Despite great people and service, the rates aren’t that compelling, the product breadth is narrow (it lost some products last year), and insurance premiums apply to some of its conventional mortgages.
That’s probably why the past year hasn’t been so good to the company. As of Q1 2013, its market share was down by half Y/Y—to about 0.4%—according to D+H data.
It’s not surprising then that things are being shaken up at Canadiana.
On June 11, Kevin Conroy, formerly Vice President, Home Financing Solutions at Scotiabank, started as Canadiana’s new president. Conroy is a 25-year industry vet, having most recently led Scotia’s proprietary mortgage sales force.
When a senior bank executive leaves for a small lender, you have to wonder why.
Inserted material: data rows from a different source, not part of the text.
PR #2099, opened 2024-01-09
fix(world): check the core module name is correct on initialisation [L-05]

yonadaaa:


packages/world/src/World.sol
```diff
@@ -75,6 +75,11 @@ contract World is StoreData, IWorldKernel {
       revert World_AlreadyInitialized();
     }
 
+    // Require the module name to be core
+    if (coreModule.getName() != CORE_MODULE_NAME) {
+      revert("Module is not the core module");
```
yonadaaa, line 80: Do we want a custom error for this?

holic: thinking more about the original issue/report, I wonder if this check is actually useful

If the implementation of `coreModule` is malicious, couldn't it easily sidestep this check by returning different values from `getName()` based on the caller?

curious if @alvrs has opinions here

Issue #2085, opened 2024-01-02
CI: disable scripts on install


holic:
from @roninjin10 
> Thinking about npm safety might be worth disabling scripts on installs https://github.com/ethereum-optimism/optimism/pull/8626

PR #2102, opened 2024-01-10
feat(CI): disable scripts on install

R-Morpheus:
closing #2085


package.json
```diff
@@ -15,6 +15,8 @@
     "docs:generate:api": "bun scripts/render-api-docs.ts",
     "foundryup": "curl -L https://foundry.paradigm.xyz | bash && bash ~/.foundry/bin/foundryup",
     "gas-report": "pnpm run --recursive --parallel gas-report",
+    "install:ci": "pnpm install --ignore-scripts",
+    "install:ci:frozen": "pnpm install --ignore-scripts --frozen-lockfile",
```
holic, line 19: my preference would be to just add `--ignore-scripts` flag to the CI command and not add new npm scripts

holic:
something weird is going on with the e2e tests for the sqlite indexer and makes me wonder if there was a script required during install of sqlite deps?

holic:
looks like yes: https://github.com/WiseLibs/better-sqlite3/blob/master/package.json#L33

we may need a workaround specific for this package

holic:
may also wanna add `--ignore-scripts` (and sqlite workaround) to the Dockerfile too: https://github.com/latticexyz/mud/blob/main/Dockerfile#L47

R-Morpheus:
I'm not sure about the solution, as I realized that `--script-install` doesn't have a specific flag to load some scripts. It is quite possible to add a `postinstall`, but after trying it, it did not work for me.

another way is to add another command to `.yml`, but I'm not sure what exactly we need to download. As I understand it, the `sqlite` package uses `store-sync`, is that what we need?

PR #2741, opened 2024-04-25
fix(store-indexer): transform env var to undefined

alvrs:
Allow an empty `STORE_ADDRESS=` env variable to be passed in to the store indexer


holic (approved):
lgtm
- should test that this actually works
- could split the changeset into its own thing since its a distinct change from a thing that already existed, but I don't feel that strongly

PR #2747, opened 2024-04-26
fix(store-indexer): refine parsed type

alvrs:
The fix in #2746 changed the output type of `STORE_ADDRESS` from `Hex | undefined` to `string | undefined`. This changes it back to `Hex | undefined`.


alvrs:
shamefully merging without approval to unblock the indexer deployments

PR #2748, opened 2024-04-26
fix(store,world,world-modules): publish `solidity-files-cache.json` on npm

yonadaaa:
Publishing this file with NPM enables `forge verify-contract` to find MUD contract files when they are installed as a dependency.

### DIFF
--- a/packages/store/.npmignore
+++ b/packages/store/.npmignore
@@ -4,6 +4,7 @@
 !out/**/*.abi.json
 !out/**/*.abi.json.d.ts
 !cache/solidity-files-cache.json
+!foundry.toml
 !src/**
 !ts/**
 !mud.config.ts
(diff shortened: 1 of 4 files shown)


packages/store/.npmignore
```diff
@@ -9,3 +9,4 @@
 !package.json
 !README.md
 !dist/**
+!cache/solidity-files-cache.json
```
holic, line 12: small thing but can we pop this up near `out` so all the forge ones are together and maybe leave a comment about why this is here?

holic (dismissed):
very small nit just so we don't forget why these things are here but otherwise lgtm!

also should add a changeset so this triggers a release

yonadaaa:
closing in favour of https://github.com/latticexyz/mud/pull/2750

PR #2749, opened 2024-04-26
feat(common): add redstone chain config

holic:
continued from #2738

### DIFF
--- a/packages/common/src/chains/redstone.ts
+++ b/packages/common/src/chains/redstone.ts
@@ -18,7 +18,7 @@ export const redstone = {
   blockExplorers: {
     default: {
       name: "Blockscout",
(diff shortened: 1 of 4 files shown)


packages/common/src/chains/redstone.ts
```diff
@@ -0,0 +1,33 @@
...
+  rpcUrls: {
+    default: {
+      http: ["https://rpc.redstonechain.com"],
+      webSocket: ["wss://rpc.redstonechain.com"],
+    },
+  },
+  blockExplorers: {
+    default: {
+      name: "Blockscout",
+      url: "https://explorer.redstonechain.com",
```
ludns, line 21: we'll do explorer.redstone.xyz

PR #2750, opened 2024-04-26
fix(cli): fix verify with sourcify for dependencies

yonadaaa:
`mud verify` attempts to verify external contracts (`InitModule`, `World`, etc.) by changing the working directory to the relevant dependency (eg. `cd node_module@latticexyz/world`) and running `forge verify-contract`. 

However these dependencies on NPM are incomplete, causing issues when attempting to compile the source files:

1) Without `solidity-files-cache.json`, Forge cannot locate the contract by name alone (eg. `World`), and requires the full path. We fix this by publishing the cache on NPM.
2) The sub-dependencies of each dependency are not installed, so for example, if `world.sol` imports `schema-type`, `world.sol` cannot be compiled. We fix this by running `npm install` in each dependency during verification.

### DIFF
--- a/packages/cli/src/verify.ts
+++ b/packages/cli/src/verify.ts
@@ -74,11 +74,17 @@ export async function verify({
     ),
   );
 
-  {
-    const cwd = "node_modules/@latticexyz/world";
-
+  // If the verifier is Sourcify, attempt to verify MUD core contracts
+  if (verifier === "sourcify") {
+    // Install subdependencies so contracts can compile
     await execa("npm", ["install"], {
-      cwd,
+      cwd: "node_modules/@latticexyz/store",
+    });
+    await execa("npm", ["install"], {
+      cwd: "node_modules/@latticexyz/world",
+    });
+    await execa("npm", ["install"], {
+      cwd: "node_modules/@latticexyz/world-modules",
     });
 
     Object.entries(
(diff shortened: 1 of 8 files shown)


packages/cli/src/verify.ts
```diff
@@ -73,94 +74,114 @@ export async function verify({
...
-          cwd: "node_modules/@latticexyz/world-modules",
-        },
-      ).catch((error) => {
-        console.error(`Error verifying module contract ${name}:`, error);
-      }),
-    ),
-  );
+    await execa("npm", ["install"], {
+      cwd,
+    });
```
holic, line 82: what about structuring this file like:

```
if (verifier === 'sourcify') {
  // npm install world
  // npm install world-modules
  // verify all the deps
}
```

packages/cli/src/verify.ts
```diff
@@ -73,94 +74,114 @@ export async function verify({
...
+            address: getCreate2Address({
+              from: deployerAddress,
+              bytecode: bytecode,
+              salt,
+            }),
+          },
+          {
+            profile: foundryProfile,
+            cwd,
+          },
```
holic, line 103: thinking foundry profile makes less sense here because users can't control it (i.e. our deps may not have a "holesky" profile that you have locally) and now wondering if we should even offer the foundry profile option and instead just require the CLI flags for the things we need from the foundry config

packages/cli/src/verify.ts
```diff
@@ -54,31 +53,42 @@ export async function verify({
...
-  Object.entries(
-    usesProxy ? getWorldProxyFactoryContracts(deployerAddress) : getWorldFactoryContracts(deployerAddress),
-  ).map(([name, { bytecode }]) =>
-    verifyQueue.add(() =>
-      verifyContract(
-        {
+  // If the verifier is Sourcify, attempt to verify MUD core contracts
+  // There are path issues with verifying Blockscout and Etherscan
+  if (verifier === "sourcify") {
+    // Install subdependencies so contracts can compile
```
holic, line 75: it's less about compiling and more about the dependent files existing right?

holic (dismissed):

packages/cli/src/verify.ts
yonadaaa: well, the files have to exist in node_modules to be compiled

holic (approved):

PR #2757, opened 2024-04-28
refactor(world-modules): remove unnecessary abi.encodePacked

holic:


yonadaaa (commented):
Surprised this works! If it decreases gas, it must change the behaviour but somehow the output is the same. Cool 🤷

holic:
I'm not convinced we should do this if this deviates from the spec, but noticed this when trying to debug some issues I thought were related to signing

PR #2760, opened 2024-04-29
refactor(common,cli): kms deployer gets keyId from environment

yonadaaa:
We can declare the KMS Key ID `AWS_KMS_KEY_ID` instead of passing it into to `mud deploy`. This means the flag to enable KMS signing can just be a boolean.

### DIFF
--- a/packages/cli/src/runDeploy.ts
+++ b/packages/cli/src/runDeploy.ts
@@ -43,9 +43,9 @@ export const deployOptions = {
     type: "string",
     desc: "The deployment salt to use. Defaults to a random salt.",
   },
-  awsKmsKeyId: {
-    type: "string",
-    desc: "Optional AWS KMS key ID. If set, the World is deployed using a KMS signer instead of local private key.",
+  aws: {
+    type: "boolean",
+    desc: "Deploy the World wtih a KMS signer instead of local private key.",
   },
 } as const satisfies Record<string, Options>;
 
@@ -95,8 +95,7 @@ in your contracts directory to use the default anvil private key.`,
 
   const resolvedConfig = resolveConfig({ config, forgeSourceDir: srcDir, forgeOutDir: outDir });
 
-  const keyId = opts.awsKmsKeyId ?? process.env.AWS_KMS_KEY_ID;
-  const account = keyId ? await kmsKeyToAccount({ keyId }) : privateKeyToAccount(privateKey);
+  const account = opts.aws ? await kmsKeyToAccount() : privateKeyToAccount(privateKey);
 
   const client = createWalletClient({
     transport: http(rpc, {
--- a/packages/common/src/account/kms/kmsKeyToAccount.ts
+++ b/packages/common/src/account/kms/kmsKeyToAccount.ts
@@ -1,11 +1,11 @@
-import { KMSClient } from "@aws-sdk/client-kms";
+import { KMSClient, SignCommandInput } from "@aws-sdk/client-kms";
 import { LocalAccount, hashMessage, hashTypedData, keccak256, serializeTransaction, signatureToHex } from "viem";
 import { toAccount } from "viem/accounts";
 import { signWithKms } from "./signWithKms";
 import { getAddressFromKms } from "./getAddressFromKms";
 
 export type KmsKeyToAccountOptions = {
-  keyId: string;
+  keyId?: SignCommandInput["KeyId"];
   client?: KMSClient;
 };
 


packages/cli/src/runDeploy.ts
```diff
@@ -43,9 +43,9 @@ export const deployOptions = {
     type: "string",
     desc: "The deployment salt to use. Defaults to a random salt.",
   },
-  awsKmsKeyId: {
-    type: "string",
-    desc: "Optional AWS KMS key ID. If set, the World is deployed using a KMS signer instead of local private key.",
+  aws: {
```
holic, line 46: since we call everything "kms" I wonder if this flag should be `--kms` or `--awsKms`

packages/cli/src/runDeploy.ts
```diff
@@ -43,9 +43,9 @@ export const deployOptions = {
...
+    type: "boolean",
+    desc: "Deploy the World with a KMS signer instead of local private key.",
```
holic, line 48:
```suggestion
    desc: "Deploy the World with an AWS KMS signer instead of local private key.",
```

packages/cli/src/runDeploy.ts
```diff
@@ -95,8 +95,7 @@ in your contracts directory to use the default anvil private key.`,
 
   const resolvedConfig = resolveConfig({ config, forgeSourceDir: srcDir, forgeOutDir: outDir });
 
-  const keyId = opts.awsKmsKeyId ?? process.env.AWS_KMS_KEY_ID;
-  const account = keyId ? await kmsKeyToAccount({ keyId }) : privateKeyToAccount(privateKey);
+  const account = opts.aws ? await kmsKeyToAccount({}) : privateKeyToAccount(privateKey);
```
holic, line 98: we could also default the options object to `{}` so we don't need to pass an empty object
```suggestion
  const account = opts.aws ? await kmsKeyToAccount() : privateKeyToAccount(privateKey);
```

packages/cli/src/runDeploy.ts
yonadaaa: agreed, I also like the specificity of KMS

packages/common/src/account/kms/kmsKeyToAccount.ts
```diff
@@ -19,9 +19,9 @@ export type KmsAccount = LocalAccount<"aws-kms"> & {
  * @returns A Local Account.
  */
 export async function kmsKeyToAccount({
-  keyId,
+  keyId = process.env.AWS_KMS_KEY_ID || "",
```
yonadaaa, line 22: Defaulting in the account was inspired by this Foundry library https://github.com/foundry-rs/foundry/blob/master/crates/wallets/src/wallet.rs#L95-L97

yonadaaa: I did this because `keyId` is optional for the SDK but our `getKeyId` function returns a `string`. Gonna try something else

packages/common/src/account/kms/kmsKeyToAccount.ts
```diff
@@ -19,11 +20,15 @@ export type KmsAccount = LocalAccount<"aws-kms"> & {
  * @returns A Local Account.
  */
 export async function kmsKeyToAccount({
-  keyId,
+  keyId = process.env.AWS_KMS_KEY_ID,
```
holic, line 23: I don't think this will work with how bundlers work - they generally use env vars as string replacement during builds so this may end up as an empty string before it even gets to user code.

packages/common/src/account/kms/kmsKeyToAccount.ts
```diff
@@ -19,11 +20,15 @@ export type KmsAccount = LocalAccount<"aws-kms"> & {
...
   client = new KMSClient(),
-}: KmsKeyToAccountOptions): Promise<KmsAccount> {
+}: KmsKeyToAccountOptions = {}): Promise<KmsAccount> {
   const address = await getAddressFromKms({ keyId, client });
 
+  if (!keyId) {
+    throw new MUDError("Missing AWS KMS Key ID");
+  }
```
holic, line 30: I think this check and error should be done inside CLI not here, and leave `keyId` as a required prop

packages/cli/src/runDeploy.ts
```diff
@@ -87,9 +87,8 @@ export async function runDeploy(opts: DeployOptions): Promise<WorldDeploy> {
   const resolvedConfig = resolveConfig({ config, forgeSourceDir: srcDir, forgeOutDir: outDir });
 
   const account = await (async () => {
-    if (opts.awsKmsKeyId) {
-      const keyId = opts.awsKmsKeyId ?? process.env.AWS_KMS_KEY_ID;
-      return await kmsKeyToAccount({ keyId });
+    if (opts.kms) {
+      return await kmsKeyToAccount();
```
holic, line 91: we should do the check here like we're doing for PRIVATE_KEY

holic (dismissed):
just a couple small things around messaging but otherwise lgtm!

packages/common/src/account/kms/getAddressFromKms.ts
```diff
@@ -25,7 +25,7 @@ export async function getAddressFromKms({
   keyId,
   client,
 }: {
-  keyId: SignCommandInput["KeyId"];
+  keyId: GetPublicKeyCommandInput["KeyId"];
```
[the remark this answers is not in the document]
yonadaaa: It's `string | undefined` (same as `SignCommandInput` actually). I don't know why they make it optional! https://docs.aws.amazon.com/AWSJavaScriptSDK/v3/latest/Package/-aws-sdk-client-kms/Interface/GetPublicKeyCommandInput/

.changeset/quick-lions-rest.md
```diff
@@ -0,0 +1,6 @@
+---
+"@latticexyz/common": patch
```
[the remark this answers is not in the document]
yonadaaa: leftover from a previous approach

packages/common/src/account/kms/getAddressFromKms.ts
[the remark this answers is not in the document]
holic: oh, should we just make it a regular string and require it?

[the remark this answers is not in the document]
yonadaaa: We can, i figured we can pipe it through the same way they do. I copied that approach from the ethers signer https://github.com/rumblefishdev/eth-signer-kms/blob/master/src/kms.ts#L16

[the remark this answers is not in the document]
holic: I thought we had it as `string` before, not sure when it changed

holic (approved):

PR #2762, opened 2024-04-29
refactor(cli): run postdeploy with private_key flag

yonadaaa:
We now pass the deployer private key to the PostDeploy script with `forge script --private-key`.

Loading the deployer `PRIVATE_KEY` directly in the script is inflexible. For example, it breaks with AWS KMS because there is no local private key in that setup.


yonadaaa:
Closing in favour of https://github.com/latticexyz/mud/compare/yonadaaa/kms-aws-flag?expand=1

PR #2763, opened 2024-04-29
feat(store-indexer): add metric for distance from block tag to follow

alvrs:


packages/store-indexer/bin/sqlite-indexer.ts
```diff
@@ -73,6 +73,12 @@ async function getLatestStoredBlockNumber(): Promise<bigint | undefined> {
   return currentChainState?.lastUpdatedBlockNumber ?? undefined;
 }
 
+async function getDistanceFromFollowBlock(): Promise<bigint | undefined> {
+  const latestStoredBlockNumber = (await getLatestStoredBlockNumber()) ?? -1n;
+  const latestFollowBlockNumber = (await publicClient.getBlock({ blockTag: env.FOLLOW_BLOCK_TAG })).number;
```
holic, line 78: should we parallelize these to maybe have a better chance of these aligning?

packages/store-indexer/bin/sqlite-indexer.ts
```diff
@@ -73,6 +73,12 @@ async function getLatestStoredBlockNumber(): Promise<bigint | undefined> {
   return currentChainState?.lastUpdatedBlockNumber ?? undefined;
 }
 
+async function getDistanceFromFollowBlock(): Promise<bigint | undefined> {
```
holic, line 76: looks like we're always returning a bigint now - do we need `undefined` here?

packages/store-indexer/src/koa-middleware/metrics.ts
```diff
@@ -61,6 +63,16 @@ export function metrics({
     blockTagGauge.set(blockTagToValue[followBlockTag]);
   }
 
+  if (getDistanceFromFollowBlock != null) {
+    new promClient.Gauge({
+      name: "distance_from_follow_block",
+      help: "Block distance from the block tag this the indexer is following",
+      async collect(): Promise<void> {
+        this.set(Number(await getDistanceFromFollowBlock()));
```
holic, line 71: does `this.set` only support number? vs e.g. `BigInt.toString()`

alvrs: I think number is better here so we can do things like `>` for the alerts (and very unlikely the numbers ever get into a range where they don't fit into a number anymore)

holic: oh yes, I just assumed that what "gauge" metric type is for, not the value we pass into the gauge

packages/store-indexer/bin/postgres-indexer.ts
```diff
@@ -66,6 +66,14 @@ async function getLatestStoredBlockNumber(): Promise<bigint | undefined> {
   }
 }
 
+async function getDistanceFromFollowBlock(): Promise<bigint> {
+  const [latestStoredBlockNumber, latestFollowBlockNumber] = await Promise.all([
+    (await getLatestStoredBlockNumber()) ?? -1n,
+    (await publicClient.getBlock({ blockTag: env.FOLLOW_BLOCK_TAG })).number,
+  ]);
```
holic, line 73: this doesn't do anything because the `await` is in line with array, so you're calling `Promise.all` on already-awaited values
```suggestion
  const [latestStoredBlockNumber, latestFollowBlockNumber] = await Promise.all([
    getLatestStoredBlockNumber().then((blockNumber) => blockNumber ?? -1n),
    publicClient.getBlock({ blockTag: env.FOLLOW_BLOCK_TAG })).then((block) => block.number),
  ]);
```

packages/store-indexer/bin/postgres-indexer.ts
```diff
@@ -66,6 +66,14 @@ async function getLatestStoredBlockNumber(): Promise<bigint | undefined> {
...
+  return latestFollowBlockNumber - latestStoredBlockNumber;
```
holic, line 74: this doesn't do anything because the `await` is in line with array, so you're calling `Promise.all` on already-awaited values
```suggestion
  const [latestStoredBlockNumber, latestFollowBlockNumber] = await Promise.all([
    getLatestStoredBlockNumber().then((blockNumber) => blockNumber ?? -1n),
    publicClient.getBlock({ blockTag: env.FOLLOW_BLOCK_TAG })).then((block) => block.number),
  ]);
  return latestFollowBlockNumber - latestStoredBlockNumber;
```

holic: alternatively
```suggestion
  const [latestStoredBlockNumber, latestFollowBlock] = await Promise.all([
    getLatestStoredBlockNumber(),
    publicClient.getBlock({ blockTag: env.FOLLOW_BLOCK_TAG }),
  ]);
  return (latestFollowBlockNumber ?? -1n) - latestStoredBlock.number;
```

alvrs: haha damn i even remembered an article about this common mistake while writing this

holic (approved):

holic (approved):

PR #2765, opened 2024-04-29
fix(cli): do not require `PRIVATE_KEY` if using KMS

yonadaaa:


packages/cli/src/runDeploy.ts
```diff
@@ -85,7 +85,7 @@ export async function runDeploy(opts: DeployOptions): Promise<WorldDeploy> {
   }
 
   const privateKey = process.env.PRIVATE_KEY as Hex;
-  if (!privateKey) {
+  if (!opts.awsKmsKeyId && !privateKey) {
```
holic, line 88: can we move this PK block down under `resolvedConfig` so its a bit more localized with the KMS stuff?

and could potentially wrap it in a self invoking function like

```ts
const account = keyId ? await kmsKeyToAccount({ keyId }) : (() => {
  const privateKey = process.env.PRIVATE_KEY as Hex;
  if (!privateKey) {
    throw new MUDError(
      `Missing PRIVATE_KEY environment variable.
Run 'echo "PRIVATE_KEY=0xac0974bec39a17e36ba4a6b4d238ff944bacb478cbed5efcae784d7bf4f2ff80" > .env'
in your contracts directory to use the default anvil private key.`,
    );
  }
  return privateKeyToAccount(privateKey);
})();
```

or maybe pull that out into something like `envPrivateKeyToAccount()`

yonadaaa: wrapped it all in a self-invoking function! I like that the two environment variables are only used there

holic: and one we might be able to ditch in https://github.com/latticexyz/mud/pull/2760 ?

holic (approved):

PR #2766, opened 2024-04-29
fix(cli): run postdeploy with aws flag when kms is enabled

yonadaaa:


.changeset/hip-chairs-fly.md
```diff
@@ -0,0 +1,14 @@
+---
+"@latticexyz/cli": patch
+---
+
+Fixed `mud deploy` to use the `forge script --aws` flag when executing `PostDeploy` with a KMS signer.
+
+Note that you may need to update your `PostDeploy` script, with `vm.startBroadcast` receiving no arguments instead of reading a private key from the environment:
```
holic, line 7:
```suggestion
Note that you may need to update your `PostDeploy.s.sol` script, with `vm.startBroadcast` receiving no arguments instead of reading a private key from the environment:
```

holic (dismissed):

PR #2768, opened 2024-04-30
ci: add timeout to e2e tests

### LINKED ISSUE #2761: add CI timeouts
just spotted e2e tests on main running for >2h, which sounds wrong

should add a timeout so this doesn't eat resources and block other tests from running

roaminro:
This PR add a timeout of 25 minutes to the e2e tests.
After looking at the history of the e2e tests runs, I saw that it usually takes 8-12 minutes to complete these tests so I arbitrarly chose 25 minutes which is approximately 2x of the max runtime observed.

Let me know if you feel that 25 minutes is still too high.

Closes #2761

### DIFF
--- a/.github/workflows/e2e.yml
+++ b/.github/workflows/e2e.yml
@@ -14,6 +14,7 @@ jobs:
   main:
     name: Run end-to-end tests
     runs-on: depot-ubuntu-22.04-16
+    timeout-minutes: 25
     services:
       postgres:
         image: postgres:12.1-alpine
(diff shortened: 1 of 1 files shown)


.github/workflows/e2e.yml
```diff
@@ -14,6 +14,7 @@ jobs:
   main:
     name: Run end-to-end tests
     runs-on: depot-ubuntu-22.04-16
+    timeout-minutes: 25
```
holic, line 17: can we move this down to the "Run tests" step? that's where it was stalling before:
image

maybe also worth lowering this to ~15 mins as it seems the average time on main is ~5 mins for this step

holic:
thank you! just a small suggestion to time out the exact thing that was stalling

roaminro:
Thanks for the review, just pushed the changes ;)

holic (approved):
thanks so much!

We spoke to Conroy a few weeks ago and the gist (apart from undisclosed incentives) is that Canadiana offers him an opportunity to make a greater impact on company performance, build a business from a modest base and develop key partnerships (e.g., new funding sources). For now, “The #1 priority is to develop meaningful relationships with brokers,” he said.
As part of the changes, we understand that Grant Mackenzie will step down as CEO but remain a director of the company and minority shareholder. Mackenzie joined Canadiana two years ago after leaving Macquarie Financial (following its broker market departure in 2011).